The biggest problem I see here is that it's a clear DoS attack vector.

JoachimSchipper · on May 6, 2011

If you set your logins/hour limit higher than the actual logins/hour, your scheme does nothing except smooth some peaks by forcing people to wait. If you set it lower, there will always be (a growing number of) people waiting to log in. In either case, you annoy real users and spammers to the same degree.

CognitiveLens · on May 6, 2011

I'm sure someone has thought about this before, but instead of having the client do work for a certain amount of time, could you just disable submit, set a javascript timeout for some set amount of time, then enable submit after that?

Why does the client need to be processing during the waiting time? Would spambots wait around for the submit button to work?

Joakal · on May 6, 2011

This works well with big forms due to the time it takes to carry it out so it would complete by then. That is, if the user isn't put off by the size of the form. Small forms not so much and the user would be annoyed.

It also penalises users who don't use Javascript.

Edit: This fails against a botnet where computers can be told to wait(10) [seconds] after filling form out.

rflrob · on May 6, 2011

I wonder if there's any way to use this scheme as a distributed computing tool. Maybe give out 3 work-units, one or two of which you know the result for, and the 3rd is unknown. The two known answers could be used to do the check, and the third actually does the work (and provides more known answers for later).

Jabbles · on May 6, 2011

Don't trust client input!

The random number would have to be sent from the server, else the same hash could be used every time.
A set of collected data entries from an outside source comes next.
PR #117, opened 2021-05-28
Attempt to use the Chromium toolchain for builds

refi64:
Advantages would be:

- No more custom patches to make things build or random compiler crashes (hopefully!).
- We could enable PGO.

The main disadvantage would be increased build times on arm64, where prebuilt binaries aren't available. It would seem the LLVm 11/12 SDK extensions take around 20 minutes to build...which is, on one hand, another 20 minutes on top of a 2 hour build. On the other hand, it's a relatively minor increase for a hopefully decent sized gain.

As of right now, this:

- Will probably not work first try.
- Builds the toolchain on both x64 and arm64, even though x64 has prebuilt binaries available.
- Does not attempt to enable PGO yet. (NOTE: This would not result in a significant build time increase, since the profiles are pre-computed and the files placed in the tarballs.)
- Does not attempt to keep the versions on sync on external-data-checker updates.


refi64:
arm64 took ~32 minutes to build the toolchain before failing during the ffmpeg build (if I had to guess it's trying to use the cross compiler filenames, shouldn't be a hard fix).

Erick555:
@refi64 currently it's sing gcc to build clang/llvm toolchain which is inferior solution for performance. I recommend to use llvm12 ext to build chromium clang/llvm toolchain and revert https://github.com/flathub/org.chromium.Chromium/commit/63f22bbede2760369ffcd9253d7e52ac65fc89c9 along the way.

refi64:
@Erick555 thanks for the heads up, it's a bit trickier than that but I think it's workable

Erick555:
@refi64 you forgot toy remove [.  /usr/lib/sdk/llvm11/enable.sh](https://github.com/flathub/org.chromium.Chromium/blob/chromium-toolchain/build-aux/build.sh#L5) from build.sh which causes failure for aarch64.

The total build time for x86 is 2.5h which on par with llvm12 extension build before.

Great work.

refi64:
@Erick555 indeed, this may be the most painful forget-to-update mistake I have made in quite some time :sweat_smile:

refi64:
Nice upside: with PGO enabled, our speedometer benchmarks go from ~67 to ~81 (at least on my system).

Erick555:
x86 build time with pgo is 1:36:47. Looks like bundled compiler is insanely optimized.

Minor nitpick: for aarch64 internal clang is linked with gnu ld while forcing it to lld may yield another (perhaps not that significant) optimization. I'm not sure if this is worth patching build script again though.

Erick555:
@refi64 is there something more to do here? Perf improvements sound quite significant to release it.

refi64:
@Erick555 was hoping to get some arm64 testers...but this should probably still work, just gonna cross my fingers on this one!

Also MD5 can be easily done on an FPGA at hundreds of millions of tests a second. Other algorithms might be more effective, particularly those which attempt to use large amounts of memory.

Nice idea though.

underwater · on May 6, 2011

Not necessarily. You store which random number you sent to the client in the session on the server. Once it's been solved you invalidate it.
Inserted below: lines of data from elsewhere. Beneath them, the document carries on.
PR #123, opened 2021-06-21
Fix NETLINK bind errors

### LINKED ISSUE #50: no proxy extension is working
tried about 5 of proxy/vpn extensions for Chrome from official store, those which worked with ubuntu ppa/snap versions are refusing to change external IP. something is seriously weird with networking in flatpak build.

refi64:
*Maybe* fixes #50, based on the comments from inside, not entirely sure.


refi64:
Would appreciate if someone else could test, but some basic experimentation is showing that this does *not* in fact fix the proxy extension issue.

refi64:
Fixed upstream, and this doesn't seem to cause any problems to justify taking on a new patch, so closing.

tomstuart · on May 6, 2011

How do you know that the response really is the smallest such integer, rather than a precomputed one (e.g. the largest int with a hash beginning "0000")?

JoachimSchipper · on May 6, 2011

You don't (have to) care about "the smallest", just "any integer with a hash beginning with 0000".
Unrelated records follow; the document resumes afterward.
PR #126, opened 2021-07-01
Re-enable XDG file chooser portal

### LINKED ISSUE #33: GTK3 File Picker on KDE Plasma
KDE Plasma users naturally prefer native file-picker. Google Chrome &  Chromium packaged by distrubutions both use KDialog (nice middle-ground for now).
Snap and Flatpak versions of Chromium use GTK3 File Picker which comparing to KDialog lacks usabitility feautures & brings interface Inconsistency.

vchernin:
Reverses part of cba74b8f9f246cc144231e06f4266a1b05d79757, since https://github.com/flatpak/xdg-desktop-portal/issues/545 is now fixed.

Fixes #33 

The freedesktop runtime appears to be on a [git snapshot of XDG desktop portal 1.8.1](https://gitlab.com/freedesktop-sdk/freedesktop-sdk/-/blob/master/elements/components/xdg-desktop-portal-base.bst), so this should work.

### DIFF
--- a/patches/0018-Add-support-for-the-XDG-file-chooser-portal.patch
+++ b/patches/0018-Add-support-for-the-XDG-file-chooser-portal.patch
@@ -91,7 +91,7 @@ index 29a222be4493a..0e7e312b8eee1 100644
 +#if defined(OS_LINUX)
 +// Enables use of the XDG file chooser portal for file selection.
 +const base::Feature kXdgFileChooserPortal{"XdgFileChooserPortal",
-+                                          base::FEATURE_DISABLED_BY_DEFAULT};
++                                          base::FEATURE_ENABLED_BY_DEFAULT};
 +#endif  // defined(OS_LINUX)
 +
 +#if defined(OS_MACOS)


Erick555:
I think it's the host xdg portal version that matters, not runtime.

vchernin:
[Fedora is on 1.8.1](https://src.fedoraproject.org/rpms/xdg-desktop-portal), so hopefully that should work. I'll test this out in an Ubuntu 20.04 VM as well.

vchernin:
On each distro I installed the test build and disabled filesystem=home file system access in flatseal. I tried uploading both files and folders on websites with a file uploader button.

- Fedora 34 works and correctly uses the xdg file chooser (host has portal 1.8.1)
- Ubuntu 20.04 refuses to install due to the flatpak version being old. The same happens with the stable build. I assume the same will be true for Debian 10 due to being from 2 years ago.
- Ubuntu 21.04 works and correctly uses the xdg file chooser (host has portal 1.8.1)
- Pop os 20.10 works and correctly uses the xdg file chooser ([host has 1.8.0-1](https://packages.ubuntu.com/groovy/xdg-desktop-portal)). It seems that the portal works correctly despite the host portal being older.

Still hopefully we can get more tests on distros with even older host portal versions.

vchernin:
It appears xdg desktop portal 1.8.0-1 in pop 20.10 [did not have the fix, Debian's 1.8.0-1 was made in Septemeber 2020](https://metadata.ftp-master.debian.org/changelogs//main/x/xdg-desktop-portal/xdg-desktop-portal_1.8.1-1_changelog). I assume ubuntu and pop os used the same package. 

The fix couldn't have been there [since it was only finished in Dec 2020](https://github.com/flatpak/xdg-desktop-portal/issues/545). This seems to indicate that having xdg desktop portal 1.8.1 in the runtime is enough to get everything working, and having 1.8.0(-1) in the host isn't an issue.

refi64:
This is...odd. To be clear, the file chooser portal worked, but then trying to open the resulting files would fail (don't remember if it was the "show in folder" option or the link itself). Regardless, I wonder if there's anyone we can ping to ask to push out 1.8.1 to Ubuntu, seems weird they're holding back on a bugfix release...

It's worth noting that a newer version of this patch *has* been merged into upstream Chromium for version 93(?), so I'm not sure how worthwhile it is to enable now vs just waiting on the (slightly improved) version in upstream.

vchernin:
I tested Ubuntu 20.10 as well, it also has 1.8.0-1. I noticed that the "open in folder" button indeed doesn't work.

However 20.10 will be EOL on July 22, so I think it's unlikely anyone would publish a fix at this point. 21.04 has 1.8.1 and "open in folder" works.

[It found the new patch version you mentioned](https://bugs.chromium.org/p/chromium/issues/detail?id=885292). Assuming Chromium doesn't revert the change it should probably make it for [Chromium 93](https://www.chromestatus.com/features/schedule) on August 31st. Seeing as the new patch should not use the portal if it detects a problem, maybe it makes some sense to try backport it here as it would help test it? Does Chromium Flatpak backport such a change? (I'm not even sure if that new patch would build against 91 correctly).

One thing I also noticed is that drag and drop between Nautilus and Chromium doesn't work without granting file system access, but I'm pretty sure this is since Nautilus isn't on GTK4 yet, and there isn't anything we can really do here. [See this issue](https://github.com/Rafostar/clapper/issues/75).

I was about to send my comment but then I ran into another bug... With this build try to download a file and then save it somwhere like downloads. However, when you click open in folder it will indeed open the file manager, but in something like `/run/user/1000/doc/8584b373`. The file is actually correctly saved in Downloads as well, but the user is directed to the wrong directory. This on Fedora 34 and Ubuntu 21.04 with the up to date portal versions. It seems [that this is solved in master](https://github.com/flatpak/xdg-desktop-portal/pull/552) but it probably won't be in stable distros for a while...

Erick555:
> I wonder if there's anyone we can ping to ask to push out 1.8.1 to Ubuntu, seems weird they're holding back on a bugfix release

This is rather ubuntu/debian official policy for holding back any updates unless there are convincing reasons to do them. I think ubuntu may just use what debian unstable has at time of release. LTS version has still 1.6 and even flatpak official ppa is on 1.7.x so the problem is deeper.

refi64:
This should be enabled upstream soon with a slightly cleaner patch that has some bug fixes, at this point I'm just going to wait for that to come (and try and resolve these portal issues by then).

tomgallard · on May 6, 2011

But once the spamming machine has worked that out once, they can submit the same integer every time.

It would be better if the server sent a request saying send me an integer which has a hash beginning with npqr where n, p q and r are all random characters.

colanderman · on May 6, 2011

Isn't this what botnets are for?

I'm serious - spammers already use packs of porn-hungry humans to process CAPTCHAs; this will only make their lives easier as they already have the botnets available, and botnets don't need porn!

ars · on May 6, 2011

8 seconds is not unobtrusive.

But maybe browsers could implement something natively.

OliverSteenbuck · on May 6, 2011

Isnt't the idea of a captcha that only a human can solve it ?

This sounds like it could just (handwaving here) be given to a bottnet for solving.

keen · on May 6, 2011

Yeah, that's the idea of CAPTCHAs. In reality they can be solved by bots, given enough computing power and several attempts.